Около тридцати лет назад, на границе с Южной пустошью случился сильный мор. Болезнь пришла оттуда, с заброшенных земель. Сначала она маскировалась под обычную почесуху, которой болеют все дети. Ее и лечат-то не всегда, сама проходит. Главное не чесать круглые, сухие, шершавые пятна, которые появляются по всему телу и жутко зудят. Если чесаться, то почесуха тоже проходит, просто длится немного дольше.

От почесухи не спрятаться. Если кто-то заболел, значит все дети в округе покроются сухими, ярко красными пятнами, которые просто невыносимо чешутся. Даже я, живя в королевском замке не избежала этой болезни. Я тогда была совсем маленькой и ничего не помню, но моя няня рассказывала, что на меня, как и на всех детей, надевали отцовскую рубаху и обязывали рукавами, притягивая руки к телу и не давая чесаться.

Поэтому, когда все жители приграничной деревни покрылись красными пятнами, никто ничего не заподозрил. Посмеялись только, что почесуха и на взрослых перекинулась. Но через несколько дней умер первый ребенок. Через пару часов второй… Деревня опустела меньше, чем за седьмицу. А «почесуха» появилась у соседей.

До королевского замка сведения о море, который обозвали Красной Пагубой, дошли, когда полностью вымерли шесть приграничных деревень. Пока выяснили, что передается она при прикосновении к вещам, которыми пользовался заболевший человек, — еще пять.

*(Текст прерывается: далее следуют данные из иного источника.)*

PR #441, opened 2016-10-06
[SHARE-388] [Feature] Update date parser

leb2dg:
* Improve date parser link
    * add upper and lower bounds
    * `None` causes `ValueError`
    * uses dateutil instead of Arrow to parse dates
    * breaks on bad dates
* Arrow --> Pendulum
* Add tests for date parser

### DIFF
--- a/share/normalize/links.py
+++ b/share/normalize/links.py
@@ -287,8 +287,8 @@ class DateParserLink(AbstractLink):
                 raise ValueError('{} is before the lower bound {}.'.format(obj, self.LOWER_BOUND.isoformat()))
             if date > self.UPPER_BOUND:
                 raise ValueError('{} is more than 100 years in the future.'.format(obj))
-            return date.isoformat()
-        return None
+            return date.in_tz('UTC').isoformat()
+        raise ValueError('{} is not a valid date.'.format(obj))
 
 
 class LanguageParserLink(AbstractLink):
--- a/share/normalize/links.py
+++ b/share/normalize/links.py
@@ -5,10 +5,11 @@ import json
 import logging
 import re
 import threading
+import dateutil
 
 import xmltodict
 
-import arrow
+import pendulum
 
 from lxml import etree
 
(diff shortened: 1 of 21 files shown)


share/normalize/links.py
```diff
@@ -275,9 +276,18 @@ def execute(self, obj):
...
 
 class DateParserLink(AbstractLink):
+    LOWER_BOUND = pendulum.create(1200, 1, 1)
+    UPPER_BOUND = pendulum.now().add(years=100)
+    DEFAULT = pendulum.create(2016, 1, 1)
+
     def execute(self, obj):
         if obj:
-            return arrow.get(obj).to('UTC').isoformat()
+            date = dateutil.parser.parse(obj, default=self.DEFAULT)
```
chrisseto: Force the date into UTC here. If there isn't a timezone assume it is already UTC

tests/share/normalize/test_links.py
```diff
@@ -1,8 +1,35 @@
...
 
-from share.normalize.links import DOILink
-from share.normalize.links import OrcidLink
+import calendar
+
+from share.normalize.links import DOILink, OrcidLink, DateParserLink
+
+
+@pytest.mark.parametrize('date, result', [
+    (None, None),
```
chrisseto: `None` should raise an exception of some kind. We'll want to know if a normalizer is unknowingly passing along `None` values.

tests/share/normalize/test_links.py
```diff
@@ -1,8 +1,35 @@
...
+    ('0059-11-01T00:00:00Z', ValueError('0059-11-01T00:00:00Z is before the lower bound 1200-01-01T00:00:00+00:00.')),
```
chrisseto: Could you add a test case or two for coercing other time zones into UTC?
Maybe one for an invalid time zone as well?

share/normalize/links.py
chrisseto: Tests are fine!

leb2dg:
@chrisseto, comments (finally) addressed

Тогда король Грилории принял решение защитить страну от мора любой ценой. Он велел оградить территорию на которой гуляла Красная Пагуба забором, отступив довольно большое расстояние от пораженных болезнью деревень. И никого не выпускать… А если люди, пытаясь сбежать, начнут подходить ближе полета стрелы…

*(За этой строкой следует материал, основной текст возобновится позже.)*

PR #442, opened 2016-10-10
[SHARE-418] [Feature] Remove source versions tables

chrisseto:


chrisseto:
This is being handled in release/2.0.0

PR #448, opened 2016-10-12
[SHARE-423][2.0.0] Load relation types

aaxelb:
* Initialize work and entity relation types on `./up.sh`, using `addrelationtypes` command.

Это было жестоко, но остановило болезнь. А к почесухе с тех пор стали относиться гораздо внимательнее, помня, что за легким недомоганием может скрываться смертельно-опасная зараза.

— Анни и Катрила тоже хотят покинуть крепость, — заметил Гирем. — Чуть позже. Но ты, наверное, знаешь.

— Знаю, — кивнула я. — Они стали совсем взрослыми, и я должна позволить им самим решать свои проблемы. Но…

— Они давно взрослые, Ель, — усмехнулся он, перебивая меня, — только ты не видишь этого, все стараешься решить за них и спрятать от всех несчастий под своей юбкой. И не только их.

— Никого я не прячу под юбкой, — возмутилась я. И добавила, не осознавая, что противоречу сама себе. — Ну, ладно детей, но кого еще?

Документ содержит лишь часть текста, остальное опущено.